Mary Scott-Boria is a lifelong resident of Chicago, arriving to Chicago at 15 where she was immediately immersed in the Chicago Freedom Movement as a young activist. Immediately upon graduating from high school she joined the Black Panther Party where her activities led her to working with the Puerto Rican Socialist Party. Mary has over 50 years of experience and knowledge of Chicago’s communities, having worked as a professional social worker and human services administrator in several not for profit organizations. Her work and interests have been in women and youth issues and in community organizing and politics. She served as the first executive director of the Chicago Sexual Assault Services Network, director of Youth Services Project (YSP), a executive committee member of the Cook County Democratic Women, and most recently as director of the Urban Studies Program of the Associated Colleges of the Midwest. Mary holds a master’s degree in Social Work from the University of Illinois at Chicago. Her leadership in the Anti-Racism Institute of Clergy and Laity Concerned led her to seminary where she completed her Master of Divinity degree from the McCormick Theological Seminary in Chicago. She served on the training team of the Christian Peacemakers Teams and was most recently active with the Mikva Challenge Foundation and CLAIM (Chicago Legal Advocacy for Incarcerated Mothers).
Jesus “Chuy” Garcia is the outgoing District 7 representative on the Cook County Board of Commissioners in Illinois. He has long been involved in the politics of Chicago, serving as Alderman of the 22nd Ward on the Chicago City Council from 1986 to 1992 and District 1 representative in the Illinois State Senate from 1993 to 1999. Commissioner Garcia is a 2018 Democratic candidate seeking election to the U.S. House to represent the 4th Congressional District of Illinois.

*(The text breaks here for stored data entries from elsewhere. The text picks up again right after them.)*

Issue #3719, opened 2019-07-23
Cognito Signature expired


mezalejandro:
**Describe the bug**
After login with cognito i have the following error:
{"message":"Signature expired: 20190723T172834Z is now earlier than 20190723T201503Z (20190723T203003Z - 15 min.)","code":"InvalidSignatureException","time":"2019-07-23T17:28:34.586Z","requestId":"6GQQCIH6BKQ8UK7035CLUUI44FVV4KQNSO5AEMVJF66Q9ASUAAJG","statusCode":400,"retryable":true,"line":122002,"column":42,"sourceURL":"http://10.0.2.2:8081/index.delta?platform=android&dev=true&minify=false"}

**To Reproduce**
1. LogIn user and password

**Additional context**
React Native 0.59.9

haverchuck:
@mezalejandro - In the entry point of your application, can you do:
`import AWS from 'aws-sdk'`
...and then, after you call Amplify.configure, do
`AWS.config.correctClockSkew = true`?

Please respond with whether or not that has any effect.

mezalejandro:
> @mezalejandro - In the entry point of your application, can you do:
> `import AWS from 'aws-sdk'`
> ...and then, after you call Amplify.configure, do
> `AWS.config.correctClockSkew = true`?
> 
> Please respond with whether or not that has any effect.

Hello,

for now it is working fine with AWS.config.correctClockSkew = true

Thank you

willdady:
@haverchuck your solution requires explicitly adding `aws-sdk` as a dependency yes? It would be great if `correctClockSkew` was exposed via Amplify's config rather than having to install aws-sdk since it's already a dependency of Amplify. Personally I feel this should simply be **true by default**. My team sees this error logged to Sentry several times a day for our React Native app. We've had to resort to explicitly asking our users to check their device time in our error messages because of this.

ericclemmons:
With the latest release of Amplify, we leverage https://github.com/aws/aws-sdk-js-v3 which automatically accounts for clock drift by default: https://github.com/aws/aws-sdk-js-v3/pull/459 

Can you share if you're still experiencing issues and, if so, steps to reproduce?

ericclemmons:
I tested this flow with a +5 hour clock drift and confirmed that username + password logins work, thanks to aws-sdk-v3's auto-drift correction.

For anyone affected, be sure to upgrade to the latest `aws-amplify` (v3) and let me know if you still experience any issues!

[...]

Issue #3699, opened 2019-07-21
Analytics.record throws  ExpiredTokenException and InvalidSignatureException


libeanim:
**Which Category is your question related to?**
Amplify Analytics in combination with React Native (Expo)

**What AWS Services are you utilizing?**

- Amplify Analytics (Pinpoint)
- Amplify Auth (Cognito)
- Amplify Api (Appsync)

**Provide additional details e.g. code snippets**
Hi guys, thanks for your work! :)
I recently added analytics to our productions system and since then I receive errors via our bug tracking service that seem to come from the `Analytics.record` function when I record custom events in our app.
I received following two errors which seem to be outside of my control:
- `AWSPinpointProvider - record event failed.  ExpiredTokenException: The security token included in the request is expired`.
As far as I understand, keeping the authentication token (which is issued by cognito) up to date is the responsibility of the sdk? There haven't been any issues with AppSync which we use as backend via 'Amplify Api'.

- `[ERROR] 16:45.276 AWSPinpointProvider - record event failed.  InvalidSignatureException: Signature not yet current: 20190721T181644Z is still later than 20190721T180702Z (20190721T180202Z + 5 min.)` Well maybe one of the users changed the clock on their phone manually? Why does this cause a signature exception?

Did I miss something in the documentation that would prevent this from happening or is that expected behaviour and I have to wrap the `Analytics.record` function calls in a `try-catch-block`?

_I am a bit scared that these exceptions actually cause the main thread of the app to crash._

libeanim:
Ok I can confirm that the `InvalidSignatureException` happens when someone changes the phone clock to a time in the future. Also it causes a react-native app to crash when this error occurs.

- Wrapping the `Analytics.record` function in a try-catch-block doesn't change anything, it still crashes.
- Setting `autoSessionRecord` to `false` doesn't have an effect.
- Disabling the Analytics entirely  doesn't have an effect either.

Only removing the entire analytics part from the app solves it. As a consequence I cannot use Amplify Analytics and Pinpoint. This seems like a serious bug.

I could not reproduce the ` ExpiredTokenException` but I assume it also causes the app to crash.

haverchuck:
@libeanim Are you seeing this on both iOS and Android?  I have been unable to reproduce on an Android emulator.

haverchuck:
@libeanim In the entry point of your application, can you do:
import AWS from 'aws-sdk'
...and then, after you call Amplify.configure, do
[...]

Issue #2014, opened 2018-10-30
correctClockSkew for API


eduardogspereira:
**Which Category is your question related to?**

AWS Amplify API.

**What AWS Services are you utilizing?**

Cognito and API Gateway.

**Provide additional details e.g. code snippets**

Hi,

I notice that on aws-sdk there is an option for `correctClockSkew` (https://docs.aws.amazon.com/AWSJavaScriptSDK/latest/AWS/APIGateway.html), that is better explained here https://github.com/aws/aws-sdk-js/issues/1174#issuecomment-253600875 .

Is this or a similar option exists on AWS Amplify? The only approach for me achieve it is similar to here https://docs.aws.amazon.com/AWSJavaScriptSDK/latest/AWS/APIGateway.html ?

My main goal on this is that when some machine has a clock that for some reason is not correctly synchronized, then, s/he stills be able to make a request. 

I was getting this error with machines where the time was not correctly set:

```
GET :: "Signature expired: 20181029T181641Z is now earlier than 20181029T191126Z (20181029T191626Z - 5 min.)"
```

Thanks for the help and sorry for the few details.

mhelgeson:
Having a similar problem: users with clocks that are not set correctly are able to authenticate with cognito (amplify/auth) but requests to api gateway are rejected (amplify/api). 

Is there a way to correct the clock skew through some configuration setting?

jayair:
I'm having this issue as well. Is there a fix for this? Is it being worked on?

AWS SDK `correctClockSkew` setting does not work anymore. And this issue is incredibly easy to replicate. Just set your system clock ahead by more than 5 minutes all API requests will fail.

willdady:
Same here. Using Amplify in React Native contacting API Gateway we get **several** of these errors reported daily in Sentry.

`Signature not yet current: 20190115T080011Z is still later than 20190115T075748Z (20190115T075248Z + 5 min.)`

What can be done to fix this? On version 1.1.10 if that helps.

jayair:
Hey guys is this being worked on? We keep getting this error.

This was an issue that the AWS SDK has a fix for. But we aren't able to use the setting through Amplify.

taschik:
Hi,

[...]

PR #4251, opened 2019-10-24
fix(@aws-amplify/core): AWS.config.systemClockOffset for signing requ…

thiagohirata:
…ests

_Issue #, if available:_
#2014  #3719 #3699

_Description of changes:_
Signer calls `AWS.util.date.getDate()` instead of `new Date()` - making it possible to correct the signature and headers for the correct date when the system time is wrong by:

```
import { AWS } from '@aws-amplify/core'
AWS.config = new AWS.Config({
    systemClockOffset: CLOCK_OFFSET
})
```

### DIFF
--- a/packages/core/__tests__/Signer-test.ts
+++ b/packages/core/__tests__/Signer-test.ts
@@ -1,5 +1,5 @@
 jest.mock('../src/Facet', () => {
-	let ret = { util: { crypto: { lib: {} } } };
+	let ret = { util: { crypto: { lib: {} }, date: {} } };
 	ret['util']['crypto']['lib']['createHmac'] = () => {
 		const update = () => {
 			return {
@@ -20,13 +20,15 @@ jest.mock('../src/Facet', () => {
 		};
 		return { update };
 	};
+	ret['util']['date']['getDate'] = () => new Date();
+
 	return {
 		AWS: ret,
 	};
 });
 
 import Signer from '../src/Signer';
-import AWS from '../src';
+import { AWS } from '../src/Facet';
 
 describe('Signer test', () => {
 	describe('sign test', () => {
@@ -45,6 +47,8 @@ describe('Signer test', () => {
 				.spyOn(Date.prototype, 'toISOString')
 				.mockReturnValueOnce('0');
 
+			const getDateSpy = jest.spyOn(AWS['util']['date'], 'getDate');
+
 			const res = {
 				headers: {
 					Authorization:
@@ -56,6 +60,7 @@ describe('Signer test', () => {
 				url: url,
 			};
 			expect(Signer.sign(request, access_info)).toEqual(res);
+			expect(getDateSpy).toHaveBeenCalledTimes(1);
 
 			spyon.mockClear();
 		});
--- a/packages/core/src/Signer.ts
+++ b/packages/core/src/Signer.ts
@@ -299,7 +299,7 @@ export default class Signer {
 		request.headers = request.headers || {};
 
 		// datetime string and date string
-		const dt = new Date(),
+		const dt = AWS['util']['date'].getDate(),
 			dt_str = dt.toISOString().replace(/[:\-]|\.\d{3}/g, ''),
 			d_str = dt_str.substr(0, 8);
 
@@ -370,7 +370,10 @@ export default class Signer {
 		const body: any =
 			typeof urlOrRequest === 'object' ? urlOrRequest.body : undefined;
 
-		const now = new Date().toISOString().replace(/[:\-]|\.\d{3}/g, '');
+		const now = AWS['util']['date']
+			.getDate()
+			.toISOString()
+			.replace(/[:\-]|\.\d{3}/g, '');
 		const today = now.substr(0, 8);
 		// Intentionally discarding search
 		const { search, ...parsedUrl } = url.parse(urlToSign, true, true);


thiagohirata:
Hi, @Amplifiyer! 
Any chance checking this out?

Amplifiyer:
> Hi, @Amplifiyer!
> Any chance checking this out?

@thiagohirata thanks for submitting the PR. I have a few questions about the implementation and the intended usage.
* How are customers going to calculate CLOCK_OFFSET and pass it to AWS.Config?
* Would it be better to calculate this offset in the signer itself? Such as by reading the data header in the response and calculating the clock drift and setting it again on the retry?

We are also looking to migrate towards aws-sdk V3 which is in preview right now. V3 version doesn't export a global AWS variable or currently has any ways to provide a clockSkew value. This change will then need to be migrated as well when we migrate to V3 of aws-sdk.

thiagohirata:
Hi, @Amplifiyer 

I am not sure if the current version of aws-sdk provides an automatic way to recalculate itself the clock skew. I will check.

Making this process automatic sounds good, but I was expecting that amplify-js would follow the same behaviour as aws-sdk.

This is a current issue here in Brazil - we had in two consecutive years changes in daylight saving time rules (the current rule is that there is no daylight saving time), and there is a bunch of devices with outdated databases. With users manually adjusting the time, but not changing the internal timezone offset, all signatures are automatically expired.

I made a webservice myself to calculate the skew of the client. The requests made with aws-sdk work when I provide this option, but there is no way to make amplify-js work.

Thanks!

dorsegal:
@Amplifiyer 
We applied the fix manually and it worked great.
Any change this merge will happen?

dorsegal:
We found a way to calculate clock offset using aws amplify:
```
Auth.currentAuthenticatedUser({
      bypassCache: true // this will get the latest clockDrift
    }).then(user => {
        AWS.config = new AWS.Config({
          systemClockOffset: -(user.signInUserSession.clockDrift * 1000)
      })
}
```

thiagohirata:
Hi @Amplifiyer!

> @thiagohirata thanks for submitting the PR. I have a few questions about the implementation and the intended usage.
> 
> * How are customers going to calculate CLOCK_OFFSET and pass it to AWS.Config?

I created a webservice that returns the server timestamp, and the client compares it with the browser's date. @dorsegal provided another way.

> * Would it be better to calculate this offset in the signer itself? Such as by reading the data header in the response and calculating the clock drift and setting it again on the retry?

Maybe, but I personally think that it is better to give more alternatives to the user.

> We are also looking to migrate towards aws-sdk V3 which is in preview right now. V3 version doesn't export a global AWS variable or currently has any ways to provide a clockSkew value. This change will then need to be migrated as well when we migrate to V3 of aws-sdk.

Yes, but I don't think this is a blocking reason for not merging this PR, as this solves a problem with current aws-sdk verson - don't you agree?

houmark:
Dear AWS team,

Instead of searching for the perfect long term solution and consider eight different options, when you cannot come up with a solution that solves this issue better than the already ready PR, please respect your customers and their valuable time, by merging the already ready PR. Then you can always improve on the solution later when you come up with a better solution long term.

This issue is potentially affecting thousands of users in the wild and developers using Amplify can spend hours individually searching for why a rare bug like this happens, while you could solve this with a click of a button. There's nothing complex about this PR in any way, so the risk of regression is about non-existent.

LGTM!!!

computationalcore:
@houmark is absolutely correct.  In my case, it is literally affecting thousands of users in a published application. Please, merge it and release ASAP.

Amplifiyer:
I'll look into this PR tomorrow and update.

computationalcore:
> I'll look into this PR tomorrow and update.

Ok, thanks @Amplifiyer

Jun711:
This potentially affect a lot of AWS customers who use AWS_IAM for API authorization.
Some paid users may report to us but new users may just leave our website because the website is not working as expected.

Jun711:
@Amplifiyer @thiagohirata 
I wonder if you could explain what the possible cause of this case. We have asked the user to turn on` set time automatically` on a windows machine but there is still drift issue. Maybe `set time automatically` doesn't set time correctly immediately? 

Error message is 
```
Signature expired: 20200204T203226Z is now earlier than 
20200204T203234Z (20200204T203734Z - 5 min.) .  
```

in har file

**Request**
"startedDateTime": "2020-02-04T20:32:26.801Z",
"time": 134.58600000012666,

header
```
"name": "x-amz-date",
"value": "20200204T203226Z"
```

**Response**
```
 "name": "date",
 "value": "Tue, 04 Feb 2020 20:37:34 GMT"
```

Amplifiyer:
We discussed internally how to ensure that future changes (integrating with [aws-sdk-js-v3](https://github.com/aws/aws-sdk-js-v3)) doesn't break this, we are making small changes(#4844) to this PR to abstract out the `AWS` global variable and exposing a util to handle the clock skew.

We are working on releasing this as soon as possible.

ramanasak:
Hi, @Amplifiyer 

How to give a customized header to Sign-in screen, I have used signUpConfig for sign up screen its working fine but for the sign-in screen, it's not working, 

const signUpConfig = {
  //header: 'My Customized Sign Up',
  header: <HeaderLogo/>,
  hideAllDefaults: true,
  defaultCountryCode: '1',
  Label:{color:'red'},
 
};
const SigninConfig = {
  //header: 'My Customized Sign Up',
  header: <HeaderLogo/>,
  hideAllDefaults: true,
  defaultCountryCode: '1',
  Label:{color:'red'},
};

export default withAuthenticator((connect(mapStateToProps, mapDispatchToProps)(App)),{ signUpConfig },true,[],null,MyTheme);


I am stuck here please help thanks in advance.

Garcia earned a B.S. in political science and a Master’s Degree in urban planning and policy from the University of Illinois at Chicago. His experience includes work as the founding executive director of the community development organization Enlace Chicago and service as the founding chair of the board for Latino Policy forum and as a member of the boards of Woods Fund Chicago and The Center on Leadership Innovation.